I frame no prediction about whether Paul is under 16%. That’s a separate matter. I think a little progress is made toward eventual epistemic virtue if you hand me a Metaculus forecast and I’m like “lol wut” and double their probability, even if it turns out that Paul agrees with me about it.
My model of Eliezer may be wrong, but I’d guess that this isn’t a domain where he has many over-50% predictions of novel events at all? See also ‘I don’t necessarily expect self-driving cars before the apocalypse’.

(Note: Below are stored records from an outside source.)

PR #2712, opened 2025-02-04
WIP - increase timeout for ssh authorized_keys

saneax:
seeing failure here on timeouts, however when debugging was able to ssh into and populate authorized_keys
https://paste.opendev.org/show/beM3Mai0MwTe4OOwLb7L/

### DIFF
--- a/roles/libvirt_manager/tasks/manage_vms.yml
+++ b/roles/libvirt_manager/tasks/manage_vms.yml
@@ -63,7 +63,7 @@
       set -o pipefail;
       cat ~/.ssh/authorized_keys |
       ssh -v core@{{ vm_con_name }} "cat >> ~/.ssh/authorized_keys"
-  retries: 5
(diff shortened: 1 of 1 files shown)


roles/libvirt_manager/tasks/manage_vms.yml
```diff
@@ -63,7 +63,7 @@
       set -o pipefail;
       cat ~/.ssh/authorized_keys |
       ssh -v core@{{ vm_con_name }} "cat >> ~/.ssh/authorized_keys"
-  retries: 5
+  retries: 20
```
lewisdenny, line 66: Any reason for picking 20 retries rather than something like 10?

lewisdenny (changes requested):

saneax:
the actual issue resolved itself and was due to missing basic ssh crypt libraries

My Eliezer-model has a more flat prior over what might happen, which therefore includes stuff like ‘maybe we’ll make insane progress on theorem-proving (or whatever) out of the blue’. Again, I may be wrong, but my intuition is that you’re Paul-omorphizing Eliezer when you assume that >16% probability of huge progress in X by year Y implies >50% probability of smaller-but-meaningful progress in X by year Y.
(Ah, EY already replied.)
If this task is bad for operationalization reasons, there are other theorem proving benchmarks. Unfortunately it looks like there aren’t a lot of people that are currently trying to improve on the known benchmarks, as far as I’m aware.
The code generation benchmarks are slightly more active. I’m personally partial to Hendrycks et al.’s APPS benchmark, which includes problems that “range in difficulty from introductory to collegiate competition level and measure coding and problem-solving ability.” (Github link).